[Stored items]
—————
PR #1473, opened 2024-01-08
FIREFLY-1379: UI Conversion: Table cleanup

loitly:
https://jira.ipac.caltech.edu/browse/FIREFLY-1379

- support dark mode
I can add a way to switch between dark/light in the 'core changes' ticket.  But, I can't find it.

- use Joy 'warning' for highlighted row
What was used for images is too dark.  There's not enough contrast for black text.  I am using `warning-200` instead.  

- fix tooltip formatting
Because tooltip prop is expecting a string, I am adding a `whiteSpace:'pre'` into `InputFieldView.jsx` so that it will respect line breaks.  Let me know what you think.

- fix table not shrinking

Test: https://fireflydev.ipac.caltech.edu/firefly-1379-table-cleanup/firefly


robyww:
The table shrinking issue is there there.
Two way to see it
- load a FITS, go to fits header dialog, stretch it out then shrink it donw.
- go to tap, make browser larger then smaller and you will see it with the column constraints.

PR #1475, opened 2024-01-09
FIREFLY-1387: UI Conversion: Additional core functionalities

loitly:
- Provide a way for application to override Firefly's default theme.
- Package google font as part of Firefly to avoid external linking of google font.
—————
## DIRECTIONS
Search the entries for "https" and copy out each line that has it.

## ANSWER TO THIS TASK
https://jira.ipac.caltech.edu/browse/FIREFLY-1379
Test: https://fireflydev.ipac.caltech.edu/firefly-1379-table-cleanup/firefly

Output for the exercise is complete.